# Some Adoption Questions



## DSudd (Sep 22, 2006)

DH and I have been going back and forth about getting a playmate for Rocky. I am not sure we will do this immediately, but I would really love to adopt a second shepherd.

Would we be better off looking for a female or a male? Do same sex dogs tend to fight more? I know I have seen on here that if two females do not get along they will fight for life. Is that also true of 2 males?

I know certain animal controls and resuced will not adopt to families without a fenced yard and we don't have a fence. When Rocky is out we are out with him and he we don't leave him outside, therefore we have just never done the fence thing.

Do we even have a chance of adopting a dog without a fence? I know we could get another puppy but we would both prefer and older dog.
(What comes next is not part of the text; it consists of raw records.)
PR #2526, opened 2024-11-19
Added support for Myuet ME82 thermostat

blitzdose:
I bought a cheap WiFi thermostat on Amazon,thought it would be the ME81, turned out to be an "ME82(LED).03 WifFi" with isn't really supported by any integration. Because I liked yours the most, I added the necessary config :) Awesome work with your integration! Made the configuration so much easier.

### DIFF
--- a/custom_components/tuya_local/devices/myuet_me82_thermostat.yaml
+++ b/custom_components/tuya_local/devices/myuet_me82_thermostat.yaml
@@ -4,6 +4,7 @@ products:
     name: Myuet ME82
 primary_entity:
   entity: climate
+  translation_key: thermostat
   dps:
     - id: 1
       type: boolean
@@ -48,20 +49,15 @@ primary_entity:
           value: heating
         - dps_val: close
           value: idle
+    - id: 2
+      type: string
+      name: preset_mode
+      mapping:
+        - dps_val: auto
+          value: program
+        - dps_val: manual
+          value: manual
 secondary_entities:
-  - entity: select
-    name: Mode
-    icon: "mdi:thermostat-auto"
-    category: config
-    dps:
-      - id: 2
-        type: string
-        name: option
-        mapping:
-          - dps_val: auto
-            value: Auto
-          - dps_val: manual
-            value: Manual
   - entity: switch
     translation_key: anti_frost
     category: config
@@ -192,21 +188,23 @@ secondary_entities:
             value: Six working days
           - dps_val: "no_day_off"
             value: Daily
-  - entity: select
-    name: Backlight
-    icon: "mdi:lightbulb-on"
+  - entity: light
+    translation_key: backlight
     category: config
     dps:
       - id: 52
         type: string
         optional: true
-        name: option
+        name: brightness
         mapping:
           - dps_val: "closed"
-            value: Off
+            value: 0
           - dps_val: "20_bright"
-            value: 20%
+            value: 51
           - dps_val: "50_bright"
-            value: 50%
+            value: 128
           - dps_val: "100_bright"
-            value: 100%
+            value: 255
+          - dps_val: null
+            value: 0
+            hidden: true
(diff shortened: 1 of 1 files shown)


custom_components/tuya_local/devices/myuet_me82_thermostat.yaml
```diff
@@ -0,0 +1,215 @@
...
+products:
+  - id: 7ingxzrs0wo9rqsd
+    name: Myuet ME82
+primary_entity:
+  entity: climate
+  dps:
+    - id: 1
+      type: boolean
+      name: hvac_mode
+      mapping:
```
make-all, line 11: Is there any reason this does not combine with the mode, the same way the me81 config does?

custom_components/tuya_local/devices/myuet_me82_thermostat.yaml
```diff
@@ -0,0 +1,215 @@
...
+      range:
+        min: 50
+        max: 700
+    - id: 19
+      type: integer
+      name: max_temperature
+      optional: true
+      mapping:
+        - scale: 10
+          step: 10
```
make-all, line 32: step is not relvant here, as the value cannot be changed from here.

custom_components/tuya_local/devices/myuet_me82_thermostat.yaml
```diff
@@ -0,0 +1,215 @@
...
+    - id: 26
+      type: integer
+      name: min_temperature
+      optional: true
+      mapping:
+        - scale: 10
+          step: 10
```
make-all, line 39: step is not relevant here.

custom_components/tuya_local/devices/myuet_me82_thermostat.yaml
```diff
@@ -0,0 +1,215 @@
...
+    - id: 24
+      type: integer
+      name: current_temperature
+      mapping:
+        - scale: 10
+          step: 5
```
make-all, line 45: step is not relevant here

custom_components/tuya_local/devices/myuet_me82_thermostat.yaml
```diff
@@ -0,0 +1,215 @@
...
+        mapping:
+          - dps_val: "off"
+            value: Disabled
+          - dps_val: "weekend"
+            value: Weekend
+          - dps_val: "single_break"
+            value: Six working days
+          - dps_val: "no_day_off"
+            value: Daily
+  - entity: select
```
make-all, line 198: This would probably be better as a light entity.

custom_components/tuya_local/devices/myuet_me82_thermostat.yaml
blitzdose: Yes, for some reason both my thermostats don't respond if I perform more than one action at a time. Changing the mode sets the temperature and the mode and nothing happens, doing both independently works fine

custom_components/tuya_local/devices/myuet_me82_thermostat.yaml
blitzdose: The backlight has only four distinct options: "closed", "20_bight", "50_bright" and "100_bright". I don't think this would make sense if it was a light entity

blitzdose:
Removed unnecessary step properties

custom_components/tuya_local/devices/myuet_me82_thermostat.yaml
```diff
@@ -0,0 +1,212 @@
...
+      type: string
+      name: hvac_action
+      mapping:
+        - dps_val: open
+          value: heating
+        - dps_val: close
+          value: idle
+secondary_entities:
+  - entity: select
+    name: Mode
```
make-all, line 53: Since there is no preset_mode on the climate entity, this can be moved there to keep the main climate controls together as much as possible.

Last question, we are planning on gettng Rocky fixed we just have not yet because I have seen so many conflicting things on the right age. Our vet said we could at 9 months but we chose to wait until he was full grown. Will this affect our ability to adopt another dog?


----------



## [email protected] (Oct 24, 2007)

We just adopted our new girl in Feb. The rescue that we adopted from suggested a girl for our boy Patton. However, the boys that they had at the time were a little dominant so that could be why. I love the combination of the two! 

The fenced in yard will be hit and miss. I asked the same question here before we adopted that is what everyone told us. Our rescue didn't care about the fence- they said that even a 6 ft fence can't keep in a determined GSD, lol. 

I'm not sure your dog not being fixed, though? However, if you do adopt the new dog will have to be fixed, so I don't know if that would be an issue. Sorry I can't help with that one! 

Getting our new pup from a rescue was one of the best decisions we've made! Good luck with everything!


----------



## Emoore (Oct 9, 2002)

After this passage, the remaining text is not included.